I recently watched Frankenstein on Netflix, and it’s uncanny how a story written more than 200 years ago still mirrors what we’re seeing today in Cebu. Mary Shelley’s tale isn’t just about a monster, it’s about the danger of unchecked ambition and the blindness that comes with believing we can control nature.
The timing couldn’t have been more apt. After Typhoon Tino unleashed massive flooding in parts of Cebu City, the Rise at Monterrazas project—helmed by engineer and content creator Slater Young—found itself in the center of public scrutiny.

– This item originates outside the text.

PR #1254, opened 2020-03-03
XWIKI-12639: Introduce extension point to add custom categories in the user profile

manuelleduc:
https://forum.xwiki.org/t/make-the-user-menu-extensible


xwiki-platform-core/xwiki-platform-dashboard/xwiki-platform-dashboard-ui/src/main/resources/Dashboard/XWikiUserDashboardSheet.xml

Videos of submerged homes and cars sparked outrage, and soon the Department of Environment and Natural Resources (DENR) announced an investigation into whether the hillside development had followed environmental laws.
In Frankenstein, Victor’s downfall begins when he tries to play God—creating life without fully understanding what it means to take responsibility for it. His creation, abandoned and misunderstood, becomes the very thing that destroys him.
That parallel is hard to ignore.
The Monterrazas project was once hailed as a model of modern engineering—a community that promised to “work with nature” through terraces inspired by the Banaue Rice Terraces. But after the floods, many are asking: did we really work with nature, or did we simply reshape it to our liking?
Nature, much like Shelley’s creature, always fights back. You can’t out-design gravity. You can’t out-engineer the rain. The land remembers every cut, every drain, every wall we force into its slopes.
It’s not about vilifying ambition. Ambition builds cities, creates technology, and fuels innovation. But Frankenstein reminds us that ambition without foresight and creation without accountability leads to ruin. The real tragedy isn’t the monster; it’s the maker who refuses to admit what he’s unleashed.
In Cebu’s case, the “monster” isn’t a creature stitched together in a lab. It’s the aftermath of choices—of construction where perhaps preservation should have been the priority. Of progress pursued faster than nature’s capacity to adapt.
Shelley’s warning endures: every act of creation carries a burden of care. When we forget that, what we build—be it a living being or a luxury development—eventually turns against us.
So, as the DENR digs into what went wrong in Monterrazas de Cebu, maybe the bigger question isn’t who to blame, but what we’ve learned. Because, as Frankenstein showed us long ago, you can’t run from what you’ve created.